[Stored records]
PR #547, opened 2024-12-28
feat: support `maxDepth` for `getKeys`

43081j:
#539

This implements the `depth` option in `getKeys` at the storage layer (above drivers).

Roughly works by treating the `:` delimiter as a depth change and filters out those entries with a depth higher than has been requested.

In future, drivers can implement it themselves and we can make this logic conditional based on something like `capabilities.depth`

### DIFF
--- a/src/drivers/netlify-blobs.ts
+++ b/src/drivers/netlify-blobs.ts
@@ -1,10 +1,10 @@
 import { createError, createRequiredError, defineDriver } from "./utils";
+import { type GetKeysOptions } from "../types";
 import { getStore, getDeployStore } from "@netlify/blobs";
 import type {
   Store,
   BlobResponseType,
   SetOptions,
-  ListOptions,
   GetStoreOptions,
   GetDeployStoreOptions,
 } from "@netlify/blobs";
@@ -96,10 +96,7 @@ export default defineDriver((options: NetlifyStoreOptions) => {
     removeItem(key) {
       return getClient().delete(key);
     },
-    async getKeys(
-      base?: string,
-      tops?: Omit<ListOptions, "prefix" | "paginate">
-    ) {
+    async getKeys(base?: string, tops?: GetKeysOptions) {
       return (await getClient().list({ ...tops, prefix: base })).blobs.map(
         (item) => item.key
       );
--- a/src/drivers/netlify-blobs.ts
+++ b/src/drivers/netlify-blobs.ts
@@ -5,6 +5,7 @@ import type {
   Store,
   BlobResponseType,
   SetOptions,
+  ListOptions,
   GetStoreOptions,
   GetDeployStoreOptions,
 } from "@netlify/blobs";
@@ -96,7 +97,10 @@ export default defineDriver((options: NetlifyStoreOptions) => {
     removeItem(key) {
       return getClient().delete(key);
     },
-    async getKeys(base?: string, tops?: GetKeysOptions) {
+    async getKeys(
+      base?: string,
+      tops?: GetKeysOptions & Omit<ListOptions, "prefix" | "paginate">
+    ) {
       return (await getClient().list({ ...tops, prefix: base })).blobs.map(
         (item) => item.key
       );
--- a/src/storage.ts
+++ b/src/storage.ts
@@ -10,7 +10,12 @@ import type {
 } from "./types";
 import memory from "./drivers/memory";
 import { asyncCall, deserializeRaw, serializeRaw, stringify } from "./_utils";
-import { normalizeKey, normalizeBaseKey, joinKeys } from "./utils";
+import {
+  normalizeKey,
+  normalizeBaseKey,
+  joinKeys,
+  filterKeyByDepth,
+} from "./utils";
 
 interface StorageCTX {
   mounts: Record<string, Driver>;
@@ -362,11 +367,13 @@ export function createStorage<T extends StorageValue>(
           ...maskedMounts.filter((p) => !p.startsWith(mount.mountpoint)),
         ];
       }
-      return base
-        ? allKeys.filter(
-            (key) => key.startsWith(base!) && key[key.length - 1] !== "$"
-          )
-        : allKeys.filter((key) => key[key.length - 1] !== "$");
+      return allKeys
+        .filter((key) => filterKeyByDepth(key, opts.depth))
+        .filter(
+          base
+            ? (key) => key.startsWith(base!) && key[key.length - 1] !== "$"
+            : (key) => key[key.length - 1] !== "$"
+        );
     },
     // Utils
     async clear(base, opts = {}) {
--- a/src/storage.ts
+++ b/src/storage.ts
@@ -368,7 +368,7 @@ export function createStorage<T extends StorageValue>(
         ];
       }
       return allKeys
-        .filter((key) => filterKeyByDepth(key, opts.depth))
+        .filter((key) => filterKeyByDepth(key, opts.maxDepth))
         .filter(
           base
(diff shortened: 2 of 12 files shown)


src/drivers/netlify-blobs.ts
pi0, line 1: we should revert this

test/drivers/utils.ts
```diff
@@ -63,6 +63,29 @@ export function testDriver(opts: TestOptions) {
...
+    await ctx.storage.setItem("depth0:depth1:depth1_1", "test_data");
+    await ctx.storage.setItem("depth0:depth0_0", "test_data");
+    await ctx.storage.setItem("depth0:depth0_1", "test_data");
+    const depth0Keys = await ctx.storage.getKeys(undefined, { depth: 0 });
+    const depth1Keys = await ctx.storage.getKeys(undefined, { depth: 1 });
+    const depth2Keys = await ctx.storage.getKeys(undefined, { depth: 2 });
+
+    expect(depth0Keys).lengthOf(0);
+    expect(depth1Keys).includes.members(["depth0:depth0_0", "depth0:depth0_1"]);
+    expect(depth1Keys).not.includes.members([
```
pi0, line 77: We can merge these two tests with one explicit array check.

src/storage.ts
```diff
@@ -24,6 +24,22 @@ export interface CreateStorageOptions {
   driver?: Driver;
 }
 
+function filterKeyByDepth(key: string, depth: number | undefined): boolean {
```
pi0, line 27: Can be moved to `utils.ts`

src/storage.ts
```diff
@@ -24,6 +24,22 @@ export interface CreateStorageOptions {
...
+  if (depth === undefined) {
+    return true;
+  }
+
+  let substrCount = 0;
+  let index = key.indexOf(":");
+
+  while (index > -1) {
+    substrCount++;
+    index = key.indexOf(":", index + 1);
```
pi0, line 37: We might perform a quick bench on this, my guess is single `split` / count would be faster since reduces userland/native roundtrips

src/drivers/netlify-blobs.ts
43081j: typescript isn't happy if we do, since `ListOptions` doesn't satisfy `GetKeysOptions`

we have two options:

1. give `ListOptions` an index type (`[key: string]: any`) 
2. use `GetKeysOptions`

it got away with it in the past because the type it is implementing was just a `Record` afaict

src/storage.ts
43081j: last time we benchmarked this algo in a parser I was working on, the order was `indexOf > iterate-by-character > split`

split was pretty slow in comparison

src/drivers/netlify-blobs.ts
43081j: I went with `Record<string, any> & Omit<ListOptions, ...>` which satisfies the underlying type

src/storage.ts
pi0: Yep confirmed it is ~1.7x faster 👍🏼 

<summary>

```js
import assert from "node:assert";
import { summary, bench, run } from "mitata";

const impls = [
  {
    name: "indexOf (1)",
    fn: (key, depth) => {
      if (depth === undefined) {
        return true;
      }
      let substrCount = 0;
      let index = key.indexOf(":");
      while (index > -1) {
        substrCount++;
        index = key.indexOf(":", index + 1);
      }
      return substrCount <= depth;
    },
  },
  {
    name: "split",
    fn: (key, depth) => {
      return depth === undefined ? true : key.split(":").length <= depth + 1;
    },
  },
];

for (const impl of impls) {
  assert(impl.fn("a:b", 1) === true, `${impl.name} failed (true)`);
  assert(impl.fn("a:b:c", 1) === false, `${impl.name} failed (false)`);
}

summary(() => {
  for (const impl of impls) {
    bench(impl.name, () => {
      for (let i = 0; i < 1e5; i++) {
        impl.fn("a:b:c", 1);
        impl.fn("a:b", 1);
      }
    });
  }
});

await run();
```

</summary>`

43081j:
CI was failing because the file list wasn't sorted that we were asserting against

it may be worth us changing these tests in future to purge their storage after each test. it seems at the minute the tests can affect each other

test/drivers/utils.ts
```diff
@@ -63,6 +63,37 @@ export function testDriver(opts: TestOptions) {
...
+    await ctx.storage.setItem("depth0:depth0_0", "test_data");
+    await ctx.storage.setItem("depth0:depth0_1", "test_data");
+    const depth0Keys = await ctx.storage.getKeys(undefined, { depth: 0 });
+    const depth1Keys = await ctx.storage.getKeys(undefined, { depth: 1 });
+    const depth2Keys = await ctx.storage.getKeys(undefined, { depth: 2 });
+
+    depth1Keys.sort();
+    depth2Keys.sort();
+
+    expect(depth0Keys).lengthOf(0);
```
pi0, line 78: What would be the use case of `{ depth: 0 }` => [] you think?

IMO it could simply return top-level keys without `:`.

src/types.ts
```diff
@@ -18,6 +18,10 @@ export interface StorageMeta {
 // TODO: type ttl
 export type TransactionOptions = Record<string, any>;
 
+export type GetKeysOptions = TransactionOptions & {
+  depth?: number;
```
pi0, line 22: Thinking more, perhaps `maxDepth` is more readable?

src/storage.ts
```diff
@@ -362,11 +367,13 @@ export function createStorage<T extends StorageValue>(
...
       }
-      return base
-        ? allKeys.filter(
-            (key) => key.startsWith(base!) && key[key.length - 1] !== "$"
-          )
-        : allKeys.filter((key) => key[key.length - 1] !== "$");
+      return allKeys
+        .filter((key) => filterKeyByDepth(key, opts.depth))
+        .filter(
+          base
```
pi0, line 373: perf: I wish somehow we could merge filters. Current change adds one filter iteration even for users not setting `depth`

test/drivers/utils.ts
43081j: it would return keys which have no delimiter right now

are you saying you'd consider "top level" as the first delimited level? e.g. `foo:bar`, is top level because `foo` is the "root"?

src/types.ts
43081j: I agree, I already renamed the function parameter for the same reason

I'll update

test/drivers/utils.ts
pi0: Ah, then that's fine. We could perhaps add a `root` key to the test so that we test this behavior, it was a little misleading.

test/drivers/utils.ts
```diff
@@ -63,6 +63,37 @@ export function testDriver(opts: TestOptions) {
...
+    await ctx.storage.setItem("depth0:depth1:depth1_0", "test_data");
+    await ctx.storage.setItem("depth0:depth1:depth1_1", "test_data");
+    await ctx.storage.setItem("depth0:depth0_0", "test_data");
+    await ctx.storage.setItem("depth0:depth0_1", "test_data");
+    const depth0Keys = await ctx.storage.getKeys(undefined, { depth: 0 });
+    const depth1Keys = await ctx.storage.getKeys(undefined, { depth: 1 });
+    const depth2Keys = await ctx.storage.getKeys(undefined, { depth: 2 });
+
+    depth1Keys.sort();
+    depth2Keys.sort();
```
pi0, line 76: nitpick: we could inline it inside expect() to reduce lines :)

pi0 (approved):
Nice work ❤️

PR #548, opened 2024-12-28
test: clear storage after each test

43081j:
Clears the storage after each test such that they no longer rely on run order, etc.

Note that the two snapshot tests have been massively dumbed down. Though I'm not sure this is a problem since the underlying driver tests already test the data types etc. Leaving these to purely test that _a_ snapshot can be produced. 

let me know what you think


pi0 (approved):
This is much cleaner thnx ❤️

Required action => Check each line of the records for the word "members", and show the lines that contain it.

Answer box =>
+    expect(depth1Keys).includes.members(["depth0:depth0_0", "depth0:depth0_1"]);
+    expect(depth1Keys).not.includes.members([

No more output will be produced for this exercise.